Copy the data precisely, keeping every character.

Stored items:

-=-=-

PR #470, opened 2020-02-19
Upgrade Java to 8u242 and 11.0.6 (from 8u232 and 11.0.5)

### LINKED ISSUE #467: distroless:java-debian10 not using latest OpenJDK 11 release
Hello

I've just pulled the newly-released `distroless:java-debian10` image (thanks @chanseokoh for making this happen!) and noticed that it's running `openjdk 11.0.5 2019-10-15`.

The [latest OpenJDK 11 release](https://packages.debian.org/buster/openjdk-11-jre-headless) for Buster appears to be `11.0.6+10-1~deb10u1`.

I assumed this was specified somewhere in the build, but can't find any reference to it. Unfortunately that means I'm not sure how to help fix this.

Please could we update this to use the latest OpenJDK release? I'm happy to help make this change if someone can direct me to the right place in the repo.

Thanks

chanseokoh:
Fixes #467.

~~Travis build will fail to due my mistake in https://github.com/GoogleContainerTools/distroless/pull/469#issuecomment-588468371. #469 should be merged first.~~ UPDATE: resolved

### DIFF
--- a/WORKSPACE
+++ b/WORKSPACE
@@ -27,8 +27,8 @@ dpkg_src(
     name = "debian_stretch",
     arch = "amd64",
     distro = "stretch",
-    sha256 = "2b13362808b7bd90d24db2e0804c799288694ae44bd7e3d123becc191451fc67",
-    snapshot = "20191230T150135Z",
+    sha256 = "56537cedf58e6f08bb3eafef514a20016fbfd227850ab810c43e5ffb00f57427",
+    snapshot = "20200219T150721Z",
     url = "https://snapshot.debian.org/archive",
 )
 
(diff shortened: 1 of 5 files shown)


WORKSPACE
```diff
@@ -362,7 +362,7 @@ dpkg_list(
 
 dpkg_src(
     name = "debian10_security",
-    package_prefix = "https://snapshot.debian.org/archive/debian-security/20191230T212302Z/",
-    packages_gz_url = "https://snapshot.debian.org/archive/debian-security/20191230T212302Z/dists/buster/updates/main/binary-amd64/Packages.gz",
-    sha256 = "20299ed97c71f26e6c34d948a358e3ac9bb9f4709a90b6f38e6094b688f5270b",
+    package_prefix = "https://snapshot.debian.org/archive/debian-security/20200219T150721Z/",
```
loosebazooka: somehow https://snapshot.debian.org/archive/debian-security/20200219T150721Z/ redirects to https://snapshot.debian.org/archive/debian-security/20200219T081806Z/

WORKSPACE
```diff
@@ -27,25 +27,25 @@ dpkg_src(
     name = "debian_stretch",
     arch = "amd64",
     distro = "stretch",
-    sha256 = "2b13362808b7bd90d24db2e0804c799288694ae44bd7e3d123becc191451fc67",
-    snapshot = "20191230T150135Z",
+    sha256 = "56537cedf58e6f08bb3eafef514a20016fbfd227850ab810c43e5ffb00f57427",
+    snapshot = "20200219T150721Z",
```
loosebazooka: If this value is always the same everywhere can we just put it in a variable at the top? Or is that not bazel-y?

WORKSPACE
chanseokoh: It doesn't have to be same. As you noted, it will redirect to the most recent timestamp if it doesn't exist, so perhaps it's ideal to set exact timestamps instead of having all same. I remember it used to the case at some point. However, I found it cumbersome, so now I'm just using the same timestamp everywhere. As long as it works, I think this is convenient. For this reason, I do not really want to put this in a variable.

WORKSPACE
chanseokoh: See the other comment.

WORKSPACE
loosebazooka: okay that makes sense, but I don't understand where the 20200219T150721Z came from then? Is it a point in time that we chose?

WORKSPACE
chanseokoh: I just go to (for example) https://snapshot.debian.org/archive/debian-security/ and select the most recent timestamp.

PR #483, opened 2020-03-10
Add debian9 and debian10 "latest" tagging for base, cc, and static images

donmccasland:


chanseokoh:
This won't work, unless we remove the internal tag syncing system.

Another problem is that `base:latest` and `base-debian9:latest` will not match. You need to add `base:latest` too.

And can we merge #466 first and base this on top of it? We need to remove the internal sync configuration anyways, so we have enough time.

PR #504, opened 2020-04-25
Simple cc example with Bazel test

erickduran:
Adding Dockerfile and Bazel build


erickduran:
@googlebot I signed it!

examples/cc/BUILD
```diff
@@ -0,0 +1,19 @@
+package(default_visibility = ["//visibility:public"])
```
chanseokoh, line 1:
```suggestion
# Public notice: this file is for internal documentation, testing, and
# reference only. Note that repo maintainers can freely change any part of the
# repository code at any time.
package(default_visibility = ["//visibility:public"])
```

examples/cc/BUILD
```diff
@@ -0,0 +1,19 @@
...
+
+load("@io_bazel_rules_docker//container:container.bzl", "container_image")
+
+container_image(
+    name = "hello",
+    base = "//cc:cc_debian9",
```
chanseokoh, line 7:
```suggestion
    base = "//cc:cc",
```

PR #513, opened 2020-05-21
fix: switch to 64-bit busybox instead of 32-bit uclibc busybox

donbowman:
Resolves https://github.com/GoogleContainerTools/distroless/issues/225

This moves to a 64-bit busybox, keeping the version the same.

Conceptually the same as https://github.com/GoogleContainerTools/distroless/pull/380 but a much simpler implementation.

### DIFF
--- a/WORKSPACE
+++ b/WORKSPACE
@@ -190,8 +190,8 @@ http_archive(
 http_file(
     name = "busybox",
     executable = True,
-    sha256 = "d922ebe9067d8ed1b2b9cf326776de40a9b23d4518d674e28a3c14181549d28b",
-    urls = ["https://busybox.net/downloads/binaries/1.31.0-i686-uclibc/busybox"],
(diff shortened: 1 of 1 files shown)


chanseokoh:
Thanks for doing this!

The PR title says glibc, but it looks like you are pulling in a musl version.

donbowman:
> Thanks for doing this!
> 
> The PR title says glibc, but it looks like you are pulling in a musl version.

its actually multiarch, i think they just named it badly. its static linked. i'll change the headline

chanseokoh:
> its actually multiarch, i think they just named it badly. its static linked. i'll change the headline

I think it means it's statically linked against musl instead of glibc. But I guess it doesn't matter if we use musl or glibc. I just wanted to confirm with you if this was intended. I'll approve and merge by EOD.

Thank you very much for your contribution!

PR #518, opened 2020-05-29
Add .dockerignore

asafyish:
I added .git/ and target/ folders to the .dockerignore file, it's also possible to add **/.git and **/target for recursive ignore, but it feels like it's too much intervention for the user.


asafyish:
@googlebot I signed it!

-=-=-

# [WRITTEN RESPONSE]
PR #470, opened 2020-02-19
Upgrade Java to 8u242 and 11.0.6 (from 8u232 and 11.0.5)

### LINKED ISSUE #467: distroless:java-debian10 not using latest OpenJDK 11 release
Hello

I've just pulled the newly-released `distroless:java-debian10` image (thanks @chanseokoh for making this happen!) and noticed that it's running `openjdk 11.0.5 2019-10-15`.

The [latest OpenJDK 11 release](https://packages.debian.org/buster/openjdk-11-jre-headless) for Buster appears to be `11.0.6+10-1~deb10u1`.

I assumed this was specified somewhere in the build, but can't find any reference to it. Unfortunately that means I'm not sure how to help fix this.

Please could we update this to use the latest OpenJDK release? I'm happy to help make this change if someone can direct me to the right place in the repo.

Thanks

chanseokoh:
Fixes #467.

~~Travis build will fail to due my mistake in https://github.com/GoogleContainerTools/distroless/pull/469#issuecomment-588468371. #469 should be merged first.~~ UPDATE: resolved

### DIFF
--- a/WORKSPACE
+++ b/WORKSPACE
@@ -27,8 +27,8 @@ dpkg_src(
     name = "debian_stretch",
     arch = "amd64",
     distro = "stretch",
-    sha256 = "2b13362808b7bd90d24db2e0804c799288694ae44bd7e3d123becc191451fc67",
-    snapshot = "20191230T150135Z",
+    sha256 = "56537cedf58e6f08bb3eafef514a20016fbfd227850ab810c43e5ffb00f57427",
+    snapshot = "20200219T150721Z",
     url = "https://snapshot.debian.org/archive",
 )
 
(diff shortened: 1 of 5 files shown)


WORKSPACE
```diff
@@ -362,7 +362,7 @@ dpkg_list(
 
 dpkg_src(
     name = "debian10_security",
-    package_prefix = "https://snapshot.debian.org/archive/debian-security/20191230T212302Z/",
-    packages_gz_url = "https://snapshot.debian.org/archive/debian-security/20191230T212302Z/dists/buster/updates/main/binary-amd64/Packages.gz",
-    sha256 = "20299ed97c71f26e6c34d948a358e3ac9bb9f4709a90b6f38e6094b688f5270b",
+    package_prefix = "https://snapshot.debian.org/archive/debian-security/20200219T150721Z/",
```
loosebazooka: somehow https://snapshot.debian.org/archive/debian-security/20200219T150721Z/ redirects to https://snapshot.debian.org/archive/debian-security/20200219T081806Z/

WORKSPACE
```diff
@@ -27,25 +27,25 @@ dpkg_src(
     name = "debian_stretch",
     arch = "amd64",
     distro = "stretch",
-    sha256 = "2b13362808b7bd90d24db2e0804c799288694ae44bd7e3d123becc191451fc67",
-    snapshot = "20191230T150135Z",
+    sha256 = "56537cedf58e6f08bb3eafef514a20016fbfd227850ab810c43e5ffb00f57427",
+    snapshot = "20200219T150721Z",
```
loosebazooka: If this value is always the same everywhere can we just put it in a variable at the top? Or is that not bazel-y?

WORKSPACE
chanseokoh: It doesn't have to be same. As you noted, it will redirect to the most recent timestamp if it doesn't exist, so perhaps it's ideal to set exact timestamps instead of having all same. I remember it used to the case at some point. However, I found it cumbersome, so now I'm just using the same timestamp everywhere. As long as it works, I think this is convenient. For this reason, I do not really want to put this in a variable.

WORKSPACE
chanseokoh: See the other comment.

WORKSPACE
loosebazooka: okay that makes sense, but I don't understand where the 20200219T150721Z came from then? Is it a point in time that we chose?

WORKSPACE
chanseokoh: I just go to (for example) https://snapshot.debian.org/archive/debian-security/ and select the most recent timestamp.

PR #483, opened 2020-03-10
Add debian9 and debian10 "latest" tagging for base, cc, and static images

donmccasland:


chanseokoh:
This won't work, unless we remove the internal tag syncing system.

Another problem is that `base:latest` and `base-debian9:latest` will not match. You need to add `base:latest` too.

And can we merge #466 first and base this on top of it? We need to remove the internal sync configuration anyways, so we have enough time.

PR #504, opened 2020-04-25
Simple cc example with Bazel test

erickduran:
Adding Dockerfile and Bazel build


erickduran:
@googlebot I signed it!

examples/cc/BUILD
```diff
@@ -0,0 +1,19 @@
+package(default_visibility = ["//visibility:public"])
```
chanseokoh, line 1:
```suggestion
# Public notice: this file is for internal documentation, testing, and
# reference only. Note that repo maintainers can freely change any part of the
# repository code at any time.
package(default_visibility = ["//visibility:public"])
```

examples/cc/BUILD
```diff
@@ -0,0 +1,19 @@
...
+
+load("@io_bazel_rules_docker//container:container.bzl", "container_image")
+
+container_image(
+    name = "hello",
+    base = "//cc:cc_debian9",
```
chanseokoh, line 7:
```suggestion
    base = "//cc:cc",
```

PR #513, opened 2020-05-21
fix: switch to 64-bit busybox instead of 32-bit uclibc busybox

donbowman:
Resolves https://github.com/GoogleContainerTools/distroless/issues/225

This moves to a 64-bit busybox, keeping the version the same.

Conceptually the same as https://github.com/GoogleContainerTools/distroless/pull/380 but a much simpler implementation.

### DIFF
--- a/WORKSPACE
+++ b/WORKSPACE
@@ -190,8 +190,8 @@ http_archive(
 http_file(
     name = "busybox",
     executable = True,
-    sha256 = "d922ebe9067d8ed1b2b9cf326776de40a9b23d4518d674e28a3c14181549d28b",
-    urls = ["https://busybox.net/downloads/binaries/1.31.0-i686-uclibc/busybox"],
(diff shortened: 1 of 1 files shown)


chanseokoh:
Thanks for doing this!

The PR title says glibc, but it looks like you are pulling in a musl version.

donbowman:
> Thanks for doing this!
> 
> The PR title says glibc, but it looks like you are pulling in a musl version.

its actually multiarch, i think they just named it badly. its static linked. i'll change the headline

chanseokoh:
> its actually multiarch, i think they just named it badly. its static linked. i'll change the headline

I think it means it's statically linked against musl instead of glibc. But I guess it doesn't matter if we use musl or glibc. I just wanted to confirm with you if this was intended. I'll approve and merge by EOD.

Thank you very much for your contribution!

PR #518, opened 2020-05-29
Add .dockerignore

asafyish:
I added .git/ and target/ folders to the .dockerignore file, it's also possible to add **/.git and **/target for recursive ignore, but it feels like it's too much intervention for the user.


asafyish:
@googlebot I signed it!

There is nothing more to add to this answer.